Thanks Intros.. yep.. that has gotta be it


----------



## Chuppy (Aug 5, 2007)

Heres an update! lol

This time is into the marine tank...









Some of my brown Zoas..... yes they look sort of dull BUT in the night... WOW









See what i mean?









Here's another shot....

More will come
Comments and replies are greatly appreciated


----------



## Chuppy (Aug 5, 2007)

anyone?


----------



## idonteatfish (Aug 31, 2007)

awesome tanks chuppy! keep those pics coming, continue your camera practicing, hehe


----------



## FacePlanted (Aug 13, 2007)

WOW! That pic of the Zoa(?) glowing in the dark is amazing! Even the daytime shots make that one really cool looking specemin! Things like those are what intrigues me about reef keeping. I love the color and detail of all the little creatures. My next project in the far future will be a very small pico reef. Inspired by pictures like these.

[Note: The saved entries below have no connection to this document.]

PR #600, opened 2018-05-03
remove gradle use of jars in libs folder

paulvi:
remove gradle use of jars in libs folder
(is not present and is not recommended)

**What does this PR do?**

- Unit Tests
- Manual Testing

**Follow up**

**Extra details**


paulvi:
Excuse if it was not clear, but this was over line

`compile fileTree(dir: 'libs', include: '*.jar')` inf gradle

PR #731, opened 2018-05-15
when connect the node add to active peer after finish handshake finish

lvs007:
**What does this PR do?**

- Unit Tests
- Manual Testing

**Follow up**

**Extra details**


src/main/java/org/tron/common/overlay/server/ChannelManager.java
```diff
@@ -170,32 +116,33 @@ public boolean isRecentlyDisconnected(InetAddress peerAddr) {
   }
 
   public void add(Channel peer) {
-    newPeers.add(peer);
+    if (!peer.isProtocolsInitialized()) {
```
wubin12: 这个逻辑不需要判断了

PR #894, opened 2018-05-30
rm logback to STDOUT

ithinker1991:
**What does this PR do?**
avoid deadlock because of logback 

- Manual Testing

**Follow up**

**Extra details**


jotto:
Is there any additional context around this deadlock? Even a stacktrace would help.

Log output to STDOUT is a very useful feature.

PR #954, opened 2018-06-06
Make the stest can collect the coverage,and add case account007(creat…

wangzichichi:
…eaccount)

**What does this PR do?**
Add case about account007, create account function.
Modify the file build.gradle, let the task "stest" can collect jacoco coverage data.

- Unit Tests
- Manual Testing

**Follow up**

**Extra details**


wangzichichi:
1.Modify build.gradle, to make the Task "stest" can collect coverage.
2.Set the create witness case to false.

PR #1274, opened 2018-08-09
[cpu usage] Incorporate CPU Usage code

cryptoannavan:
**What does this PR do?**
incorporeate CPU usage

speed improvements

- Unit Tests
- Manual Testing

**Follow up**

**Extra details**


tjchern:
There are two logic: 
1. check the cpu max that vm can use before vm startup, and 
2. generate bill that the account actually should pay after vm end.
the code you modify is the step 1.
Thank you very much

I also really like the look of the Erio--It reminds me of an underwater Yucca plant.

-Mike B-


----------



## Chuppy (Aug 5, 2007)

idonteatfish said:


> awesome tanks chuppy! keep those pics coming, continue your camera practicing, hehe


Will do.. that's why this thread exist LOL 

Hopefully i will turn out better

Drew


----------



## Chuppy (Aug 5, 2007)

FacePlanted said:


> WOW! That pic of the Zoa(?) glowing in the dark is amazing! Even the daytime shots make that one really cool looking specemin! Things like those are what intrigues me about reef keeping. I love the color and detail of all the little creatures. My next project in the far future will be a very small pico reef. Inspired by pictures like these.
> 
> I also really like the look of the Erio--It reminds me of an underwater Yucca plant.
> 
> -Mike B-


Glad you liked it :-D

Yeap thats the wonders of reef keeping the colours and the details... In fact, that is what that made me start a nano reef lol....... but you can't really scape a marine tank and predict where the corals will grow.... Scaping a planted tank is way more artistic IMHO


----------



## Chuppy (Aug 5, 2007)

Update

Riccia field slowly coming off~~

















there goes!









CrS hiding









and un-identified plant(help with an id..)









some crypt.









3 inverts in a shot!

that's all for now


----------



## Chuppy (Aug 5, 2007)

This old thread needs an UPDATE!


----------



## exterminator (Mar 26, 2005)

Looks like you totally reshaped your tank. I like the new look. Would be nice to see a full tank shot.


----------



## Jessie (Apr 23, 2007)

It's looking awesome Chuppy! The growth is fantastic, the colors are awesome. NICE!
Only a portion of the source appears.